В приемную входит Хэнк. Он упакован в толстую, теплую, непромокаемую куртку. Ботинки на меху.
Привет, малыш.
Привет, Хэнк.
Мы пожимаем руки.
Как дела?
Получше.
Я встаю.
Бьюсь об заклад, что не особо.
Я улыбаюсь.
Да, не особо.
Готов?
Да.
Идем.
Мы выходим из приемной через короткий коридор на улицу. Фургон стоит в двухстах футах от входа, я пускаюсь бегом. Дождь со снегом и ветром впивается в кожу, холод пробирает до костей.

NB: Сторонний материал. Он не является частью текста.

PR #96, opened 2021-03-15
Migrate examples to use depthai 2.0.0.1 and follow a common blob naming format

VanDavv:
While migrating examples to the latest PyPi release, and making sure the blobs are using the latest OpenVINO and have correct blob names, I found two examples that stopped working as they used to:

- Pedestrian Reidentification network (`person-reidentification-retail-0031`) is no longer available in 2021.2, was removed in 2020.4.  The new network that I tried to use - [person_reidentification_retail_0288](https://docs.openvinotoolkit.org/latest/omz_models_intel_person_reidentification_retail_0288_description_person_reidentification_retail_0288.html) and [person_reidentification_retail_0277](https://docs.openvinotoolkit.org/latest/omz_models_intel_person_reidentification_retail_0277_description_person_reidentification_retail_0277.html) - accept an input image in higher resolution (now `128x256`, previously `48x96`), which may be a cause of a significant inference speed drop when these networks start to process the frames. 

  Code for this example is [here](https://github.com/luxonis/depthai-experiments/tree/pedestrian_reid_2021_2) as was not included in this PR due to the performance issues

- Tensorflow Image Classification example has accuracy issues when model is changed to the one compiled for 6 or 8 shaves. Where previously is recognized a dandelion (like on a demo image) it does no more. That's why this example is also not included in this PR, and its source code is [here](https://github.com/luxonis/depthai-experiments/tree/tf-image-classification-2021.2)

Other than these two, the rest of the examples work fine.


szabi-luxonis:
You can use openvino IR model compiled for 2020.1/3/4 for `person-reidentification-retail-0031` and use myriad compiler from 2021.2, it will likely work. That's how I compiled deeplabv3 for openvino 2021.2 since I had only 2020.1 IR model from gen1. @VanDavv

VanDavv:
That's very clever, will do. Thanks @szabi-luxonis !

szabi-luxonis (approved):
LGTM

PR #97, opened 2021-03-16
fix (pose estimation) compiled blob with 2021.2 openvno version

Erol444:
as per ticket: https://app.asana.com/0/1199908639261369/1200022744474313/f


Erol444:
Already done: https://github.com/luxonis/depthai-experiments/pull/90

Открываю переднюю дверь, запрыгиваю в фургон, внутри тепло. На спинке моего сиденья висит старая, потрепанная непогодой куртка вроде той, что на Хэнке. Беру, натягиваю ее, устраиваюсь поудобнее, обхватываю себя руками. Через несколько секунд появляется Хэнк, который мог и не бежать, открывает свою дверь и садится.
Ты нашел куртку.
Сложно было не найти.
Я носил ее, когда плавал на своем судне.
Да, можно догадаться по ее виду.
Это хорошая куртка.
Сейчас самое то, что надо.
Я слыхал, что у тебя нет ничего из вещей, вот и решил, что она тебе пригодится.

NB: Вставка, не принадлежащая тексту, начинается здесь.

PR #104, opened 2021-03-31
Migrate collecting training data to Gen2

VanDavv:
This PR migrates data collecting experiment to use Gen2.

Downside, compared to gen1, is the timestamp sync between rgb and mono frames, because we cannot sync the rgb and mono sequence numbers (yet) in Gen2

Upside, compared to gen1, is the ability to set exposure and manual focus of the RGB camera dynamically


Luxonis-Brandon:
Thanks.  And I think @alex-luxonis may have just gotten timesync between RGB and grayscale in Gen2 working here: https://github.com/luxonis/depthai-python/pull/147/commits/653ba10b9a3865ee3ed2dc6593e4888b5c5fe03a

He can confirm though - as I'm not 100% sure.

Erol444 (approved):
Just curious, would it be useful for users a feature to specify FPS in args? Maybe for some cases where changes are gradual and this would save disk space.
Otherwise LGTM

cafemoloko (approved):

PR #107, opened 2021-04-08
Fixed the video preview size and also improved the result fonts

raymondlo84:
This is mostly the usability fix. The old code was using 180x180 as a preview and it's very hard to see the results.


Luxonis-Brandon:
Thanks @raymondlo84 !  Good idea to make this a lot clearer when looking at it!  And appreciate the PR here!

Erol444 (approved):
Thanks!

VanDavv (approved):
Just tested and it works great, thanks @raymondlo84 ! (and sorry for the delay)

Спасибо, Хэнк, я тебе очень благодарен.
Не стоит.
Я правда очень благодарен. Спасибо тебе.
Не за что.
Хэнк заводит мотор, мы срываемся с места, едем в городишко. Хэнк сосредоточенно следит за дорогой, а я смотрю по сторонам и размышляю. Несколько дней назад природа начала замедлять движение соков, готовилась к зиме и смерти. И вот она замедлила соки, приготовилась и умерла. На деревьях ни листочка, на земле ни травинки, не видно ни птиц, ни насекомых, ни зверья. Громыхает все громче, ближе, снежный дождь становится сильнее и гуще, и ветер норовит опрокинуть фургон в канаву. Хэнк не отрывает глаз от дороги. Я смотрю в окно и размышляю. Я помню подробно весь тот месяц, когда начал наблюдать за ней. Она из Коннектикута, ее отец был крупным инвестиционным банкиром в Нью-Йорке, а мать играла в теннис и бридж и была президентом местной молодежной лиги. Она ходила в престижную женскую школу в Массачусетсе. У нее были старшие брат и сестра. Друга никогда не было.